Recently, local financial services company Cirrus Capital produced a chart showing that, at current rates, Namibia will only reach its target for COVID-19 vaccinations (1 478 756 people or approximately 60% of the population) midway through 2026.
This extremely sluggish vaccination rate means that Namibia will have little protection against a potentially damaging fourth wave of the disease, which some have forecast will hit the country before the end of the year. Those of us who have lost friends and family during the third wave know just how awful this prospect is.
While vaccinations do not eradicate the spread of COVID-19, they have been shown to significantly reduce the number of people falling seriously ill and dying from the disease. Reaching the 60% vaccination target as soon as possible is the surest way of limiting the impacts of future COVID waves. The health benefits of vaccinations are already obvious but vaccinating most of the adult population is also crucial to Namibia’s economic recovery. For example, the foreign tourist market will only return once Namibia is seen to have the virus under control and the majority of people working in the tourism sector are vaccinated. A prolonged and faltering vaccination roll-out will undermine any hope of economic revival – leading to greater unemployment and poverty.
While the vaccination programme should remain voluntary, a cash incentive that gives new impetus to the campaign would have enormous benefits for Namibia.
The idea of linking cash transfers to vaccination drives is not new. Brazil’s much-praised Bolsa Familia programme, seen as a forerunner of the Basic Income Grant concept, has for the past 18 years rewarded families whose children are vaccinated and in school.
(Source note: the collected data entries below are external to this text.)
PR #2245, opened 2022-07-09
Quest: Know One's Onions scroll reward change

mumencoder:
**_I affirm:_**

The Blaze Spikes scroll will be awarded immediately after you turn in the wild onions instead of when the quest completes. Source https://ffxiclopedia.fandom.com/wiki/Know_One%27s_Onions

!setplayerlevel 5
!completequest 2 36
!pos -26.8 -6 190 240 testplayer
!giveitem testplayer 4387 4

### DIFF
--- a/scripts/quests/windurst/SOB2_Know_Ones_Onions.lua
+++ b/scripts/quests/windurst/SOB2_Know_Ones_Onions.lua
@@ -16,7 +16,6 @@ quest.reward =
 {
     fame     = 10,
     fameArea = xi.quest.fame_area.WINDURST,
-    item     = xi.items.SCROLL_OF_BLAZE_SPIKES,
     title    = xi.title.SOB_SUPER_HERO,
 }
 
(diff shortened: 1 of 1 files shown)


claywar:
Could you please provide a cap to support this?  I'm all for updating to ensure accuracy, but have often-found that wiki to be questionable in the past.

mumencoder:
I can't provide a cap but https://ffxi.allakhazam.com/db/quests.html?fquest=30 agrees and https://www.bg-wiki.com/ffxi/Know_One%27s_Onions doesn't. Comment section in allakhazam also corroborates getting the scroll early. I think it makes sense, because there is some special logic for this quest that happens after the onion trade and perhaps SE didn't want to screw up the player receiving the scroll or not.

claywar:
I'm sorry, without accurate captures, this cannot be accepted.  If you feel that this is an issue that needs investigation, please raise one, and it can be verified at a later point.

TeoTwawki:
> I can't provide a cap but https://ffxi.allakhazam.com/db/quests.html?fquest=30 agrees and https://www.bg-wiki.com/ffxi/Know_One%27s_Onions doesn't. Comment section in allakhazam also corroborates getting the scroll early. I think it makes sense, because there is some special logic for this quest that happens after the onion trade and perhaps SE didn't want to screw up the player receiving the scroll or not.

I believe there are multiple branching paths with this, as in 6 diff chars it didn't work for me the way they describe, but on a 7th char it did. It may have to do with how long the kids get left waiting for you before you arrive with onions, or some other task being already done or not when the quest starts. 6/7 didn't happen the way BG describes. 

 We will def need a cap to see all the params the scenes are checking, may shed light on wtf is going on with it.

At one point in the past I was the one to change this because _I ran through and did not get my scroll till later than wiki says,_ and I had been checking because the quest was being exploited for duplicate scrolls to sell on AH at the time.

PR #2247, opened 2022-07-10
[core] Fix mob not rotating towards player at very specific distances, add Petrification handling to CMobController::CheckDetection

WinterSolstice8:
**_I affirm:_**

Adds in a check to determine if the mob should face their target if they are just barely inside melee range and don't need to move
Adds in Petrification to the list of statuses that a mob should check to determine deaggro.

FaceTarget:
Zone to sky, attack a Flamingo at 2.80~ distance and rotate around it. It should consistently rotate towards you, where previously sometimes it would not.

Petrification check:
Cast Break on an enemy, move far from it and put up sneak/invis/deodorize. It should deaggro shorter than before.

### DIFF
--- a/src/map/ai/controllers/mob_controller.cpp
+++ b/src/map/ai/controllers/mob_controller.cpp
@@ -145,7 +145,7 @@ bool CMobController::CheckDetection(CBattleEntity* PTarget)
 {
     TracyZoneScoped;
     if (CanDetectTarget(PTarget) || CanPursueTarget(PTarget) ||
-        PMob->StatusEffectContainer->HasStatusEffect({ EFFECT_BIND, EFFECT_SLEEP, EFFECT_SLEEP_II, EFFECT_LULLABY }))
+        PMob->StatusEffectContainer->HasStatusEffect({ EFFECT_BIND, EFFECT_SLEEP, EFFECT_SLEEP_II, EFFECT_LULLABY, EFFECT_PETRIFICATION }))
     {
         TapDeaggroTime();
     }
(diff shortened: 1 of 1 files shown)


src/map/ai/controllers/mob_controller.cpp
```diff
@@ -145,7 +145,7 @@ bool CMobController::CheckDetection(CBattleEntity* PTarget)
 {
     TracyZoneScoped;
     if (CanDetectTarget(PTarget) || CanPursueTarget(PTarget) ||
-        PMob->StatusEffectContainer->HasStatusEffect({ EFFECT_BIND, EFFECT_SLEEP, EFFECT_SLEEP_II, EFFECT_LULLABY }))
+        PMob->StatusEffectContainer->HasStatusEffect({ EFFECT_BIND, EFFECT_SLEEP, EFFECT_SLEEP_II, EFFECT_LULLABY, EFFECT_PETRIFICATION }))
```
zach2good, line 148: I don't know this system on retail,  can you link me some proof of this?

zach2good (approved):

src/map/ai/controllers/mob_controller.cpp
WinterSolstice8: So after looking into it, that "tapDeaggroTime" seems to update a mob has "seen" or "known" about an
attacker. 

Checked on retail:
image
(sneak and invis wore off because the Bee attacked me)

I was standing at 49.5' so I could still see it, I then repeated the test where I moved hundreds of units away and had a second character follow the bee. There's no log because there's no way to prove without a huge packet dump or video of what happened, but I will describe it:

As above, the mob woke up and then went straight for the character that cast Sleep II on it, but at exactly 30 seconds later it deaggroed, waited a couple seconds, then despawned. The bee remained claimed until it stopped moving just before it went unclaimed. This is consistent with `return PMob->CanDeaggro() && (m_Tick >= m_DeaggroTime + 25s);` provided m_DeaggroTime is 5 seconds.

zach2good (approved):
Thanks for the retail testing 🙏

PR #2250, opened 2022-07-10
Adjust drops for Meteorite Crawlers

Aurasplash:
**_I affirm:_**

Corrects which Crawlers drop Meteorite. Only Crawlers on the Hill in WEST Sarutabaruta should drop Meteorites. Currently the Crawlers on the hill use the Drop ID for EAST Sarutabaruta instead of having their own Drop ID.

Killed Crawlers


zach2good (approved):
Seems reasonable

claywar (changes requested):
Looks like you're still using the branch you created previously for Yngvi Choker (which was merged).  Also, looking at that, 26040 is still defined as yngvi_earring in item_equipment

Issue #1833, opened 2022-05-29
Item Levels failing to apply to pets.


Hinekri:
- [x] I have paid attention to this example and will edit again if need be to not break the formatting, or I will be ignored
- [x] I have searched existing [issues](https://github.com/LandSandBoat/server/issues) to see if the issue has already been opened, and I have checked the commit log to see if the issue has been resolved since my server was last updated
- [x] I have read and understood the [Contributing Guide](https://github.com/LandSandBoat/server/blob/base/CONTRIBUTING.md)

## Branch affected by issue 

`petutils.cpp'

## Steps to reproduce
I dunno where the code is supposed to be at to check it, (I thought it was already in, and thought it was petutils.cpp, but I didn't see it there just now) but this is THE ONLY place we set it. There is no modifier. There should not be one ever because that's not how its intended to work. Avatar still weak means it's probably missing a line of code to apply it to the avatar or that said line of code is broken.

^ Quote from my convo in Discussions related to the subject.

Use !getstats on an Avatar naked.
Use !getstats on an Avatar with Epitaph iLvl119 Ammo.
   No changes in stats at all remains base lv99.
Same results with Pup Automaton & Bst Jugs.

## Expected behavior

Pets should scale with proper Item equipped
![Kirito_2022 05 29_141110](https://user-images.githubusercontent.com/106329891/170887830-95d5abf0-0546-47e4-be1e-a52936717cf1.png)
![Kirito_2022 05 29_141119](https://user-images.githubusercontent.com/106329891/170887834-05b61fb0-c9ec-43ee-935d-8260b82d57f5.png)
.

TeoTwawki:
related discussion: [#1832](https://github.com/LandSandBoat/server/discussions/1832#discussioncomment-2844651)

WinterSolstice8:
avatars, wyverns and automatons have various lvl+ modifier gear. trusts too, apparently.
https://www.ffxiah.com/search/item?&description=Lv.%2B1#adv
also all ilvl 119 Nirvanas have + levels for avatars as well

TeoTwawki:
~~I'd really like us to _stop_ using the word "modifier". we do not use a modifier and calling it that is going to have ppl confusing it with one. We have a column on the item in the database table. In the discussion thread I quoted BG's page for which slot affects the levels of which entities. Item level already exists on the item object itself. We just need to ensure it is checked and applied.~~

Me: HEY! I _said_ its not a...
SE: oh Teo...
[...]

PR #2251, opened 2022-07-10
[DRAFT] Apply ilvl to Trust

neuromancerxi:
This builds out the plumbing to apply additional "levels" to the Trust based on the Master's ilvl.
Reference: https://www.bg-wiki.com/ffxi/Category:Trust#Alter_Ego_Statistics_.26_Levels

**_I affirm:_**

The initial pass at implementing the ilvl bonuses was to just adjust the level of the trust based on the player ilvl, but this created problems with Party EXP. Instead, approached it from the standpoint of faking in levels at the `LoadTrustStatsAndSkills` phase.

Skill values were approximated based on observations from ilvl weapons:

|          |i105|i109|i115|i117|i119|
|---------|---|---|---|---|---|
|Parry     | 54|108|188|215|242|
|Weapon    | 54|108|188|215|242|
|Shield    |   | 48|   |100|112|
|Melee MACC| 42| 85|146|167|188|
|Staff MACC| 51|102|177|203|228|

These have been approximated into tiers in `trustutils`:
100 - 109, 110 - 118, and 119

These boosts apply to the Trust as follows:

STR/DEX/HP/ETC are Modified as Main/Sub Level + iLvl Bonus
EVA/ACC/ATT/RACC/RATT are Modified based on iLvl Parry/Weapon values
MEVA has had a fixed 12.5/ilvl applied since armor varies wildly

I've also added (but commented out) the shield tiering, and also applied the MeleeSkill bonuses to the block where these skills are called out since (currently) trusts don't actually hold weapons (these are applied as ACC/ATT/RACC/RATT instead).

* Log a test character in
* Add a trust
* Summon the Trust without any ilvl Gear
* Review mod values for STR, INT, HP, MP, ATT, ACC, etc
* Add ilvl gear (e.g. [Outrider Gear](https://www.ffxiah.com/search/item?&name=outrider#adv)
* Equip ilvl gear to get to a target ilvl
* Re-Summon the trust
* Review mod values for STR, INT, HP, MP, ATT, ACC, etc

### DIFF
--- a/src/map/entities/trustentity.h
+++ b/src/map/entities/trustentity.h
@@ -61,6 +61,7 @@ public:
     void OnMobSkillFinished(CMobSkillState& state, action_t& action) override;
     void OnWeaponSkillFinished(CWeaponSkillState& state, action_t& action) override;
 
+    uint8               iLvlBonus;
     uint32              m_TrustID{};
     TRUST_MOVEMENT_TYPE m_MovementType;
 };
--- a/src/map/utils/trustutils.cpp
+++ b/src/map/utils/trustutils.cpp
@@ -411,6 +411,7 @@ namespace trustutils
         // assume level matches master
         PTrust->SetMLevel(PMaster->GetMLevel());
         PTrust->SetSLevel(std::floor(PMaster->GetMLevel() / 2));
+        PTrust->iLvlBonus = charutils::getItemLevelDifference(PMaster);
 
         LoadTrustStatsAndSkills(PTrust);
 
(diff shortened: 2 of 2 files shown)


neuromancerxi:
Soliciting feedback before moving out of draft. Thanks in advance.

zach2good:
One thing that needs to come in with iLvl for trusts is that the iLvl is dynamic and you don't need to re-summon trusts if you go from 99 -> i105 -> i119 etc.

EDIT: It's easy to do, there's no reason it shouldn't be done now

Hinekri:
> One thing that needs to come in with iLvl for trusts is that the iLvl is dynamic and you don't need to re-summon trusts if you go from 99 -> i105 -> i119 etc.
> 
> EDIT: It's easy to do, there's no reason it shouldn't be done now

Related current issue: https://github.com/LandSandBoat/server/issues/1833 .   

An iLvl modifier PR was merged 2 days ago that only included Pet/Avatar/Auto and this scaling is just for Trusts. Probably beyond the scope of this PR but we also need the +1Mod for Trusts and ilvl Scale for the Pets. Will this also handle scaling over 119 for the additional modifiers?

PR #2254, opened 2022-07-11
Sarutabaruta Region NM Audit

CriticalXI:
**_I affirm:_**

- Implemented missing NM Brazen Bones
- Duke Decapod no longer stands back and casts water frequently.
- Maltha now has a much higher attack speed.


scripts/zones/Giddeus/mobs/Yagudo_Persecutor.lua
```diff
@@ -11,7 +11,7 @@ entity.onMobDeath = function(mob, player, isKiller)
 end
 
 entity.onMobDespawn = function(mob)
-    xi.mob.phOnDespawn(mob, ID.mob.JUU_DUZU_THE_WHIRLWIND_PH, 5, math.random(3600, 7200)) -- 1 to 2 hours
+    xi.mob.phOnDespawn(mob, ID.mob.JUU_DUZU_THE_WHIRLWIND_PH, 5, 3600) -- 1 to 2 hours
```
TeoTwawki, line 14: missed updating the comment :)

also anecdotal but I'm pretty sure he and mjoo have the same spawn rate as I usually get them back to back when I've been killing their ph's. I run the circuit and boomerang his ph from the ledge on my way to vu puqu the beguiler and usually get all 3 if nobody else messes up my rotation

scripts/zones/Giddeus/mobs/Yagudo_Piper.lua
```diff
@@ -12,7 +12,7 @@ entity.onMobDeath = function(mob, player, isKiller)
 end
 
 entity.onMobDespawn = function(mob)
-    xi.mob.phOnDespawn(mob, ID.mob.VUU_PUQU_THE_BEGUILER_PH, 5, 900) -- 15 minutes
+    xi.mob.phOnDespawn(mob, ID.mob.VUU_PUQU_THE_BEGUILER_PH, 15, 900) -- 15 minutes
```
TeoTwawki, line 15: 15min??

see above, I don't think I've ever seen him that fast myself, but I guess its possible. if it is I'd guess he's lower rate tho

scripts/zones/Giddeus/mobs/Yagudo_Persecutor.lua
TeoTwawki: just did some digging and found some posts indicating all 3 yag NM are actually pure lotto, so my 1hr repop for all 3 is combo of luck and spawn rates I guess

TeoTwawki: ima leave well enough alone due to not knowing which sources I trust on this. you wanna edit that comment tho :wink:

CriticalXI: Would you consider the posts you found good enough evidence to give them all pure lotto cooldown?

TeoTwawki: I'm not sure how much I trust hoo mjuu true lotto. I think I could believe it on the other 2 even tho I never witnessed it any of my own camping sessions, but as camped as mjuu was I just find it hard to believe nobody ever caught it sooner. I used to love ruining the RMT's day there and even now on modern I swill sweep through all 3 NM there when I am bored (and the newer on they added near the BCNM end of the zone)

You can change Duzu if you want or leave as is - bg backs the true lotto claim on his wiki page

Xaver-DaRed (approved):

Similar social protection schemes in Mexico and Nicaragua have provided financial subsidies to poor families in exchange for school attendance and preventive health actions including regular checks at clinics and vaccinations.
Carrots over sticks
From early this year, COVID-19 vaccination incentives have been offered around the world. Serbia provided a once-off payment of 25 euros to anyone who received a jab before the end of May. The city of New York is now offering US$100 per dose. Other countries and states have been giving away gift vouchers (various US states), Uber rides (Lebanon), takeaway meals (UK), and organising lotteries with lucrative prizes that only the vaccinated can enter (Cambodia and California). Washington state in the US even went as far as giving away marijuana in a ‘joints for jabs’ promotion.
In terms of medical ethics and civil liberties, inducements and nudges that clearly produce health benefits are seen as far preferable to compulsory orders backed by the threat of hefty fines. The heart of any vaccination drive should remain public education about the health advantages of getting jabbed. Those who had the foresight to take early action and already got themselves vaccinated should also be included in the payments.
Although the supply of vaccines to Namibia has so far been unreliable, there is the prospect of several hundred thousand doses arriving in the next few months via donations from Germany and the US as well as from the Covax facility and the African Vaccine Acquisition Task Team.
This scenario creates the opportunity for a concerted multi-sectoral vaccine campaign linked to incentives. It would cost Namibia in the region of N$1.5 billion to reach the target of 1.5 million of the adult population if each fully vaccinated person were to receive N$1,000. This would be an undoubted strain on an already under-pressure fiscus but the gains for the health and the economy of the nation would justify such an outlay. Such expenditure in terms of welfare is not unprecedented. In comparison, government spent N$576 million in 2020 on paying 769 000 Namibians the once-off Emergency Income Grant (EIG) of N$750.
Private sector role
There are various ways in which an incentives programme could be modified to lower costs. For example, if there are enough vaccine doses in the country, the N$1 000 grant could be given to all those who are fully vaccinated by a certain date – say before the end of 2021. In addition, the private sector – especially the banks and finance houses (several of which have already vigorously backed the vaccination roll-out through advertising and social media campaigns) – could be asked to cover part of the costs. Any business that would gain from the revival of the economy should be willing to back a national vaccination fund. To boost vaccination rates, government could offer bonuses or extra leave days to civil servants, while private companies could also reward employees who are vaccinated.
Government has already shown with the EIG in 2020 that it has the capacity to be innovative when finding cost-effective and speedy ways of distributing cash grants. The best brains in the public service and the private sector can surely come together to devise a successful, incentivised vaccination programme.
A ‘cash-for-jabs’ campaign may seem expensive in the short-term but would be an investment that can reap massive returns in terms of health benefits and economic renewal for the country.
The author, Graham Hopwood, is the Executive Director of the Institute for Public Policy Research (IPPR).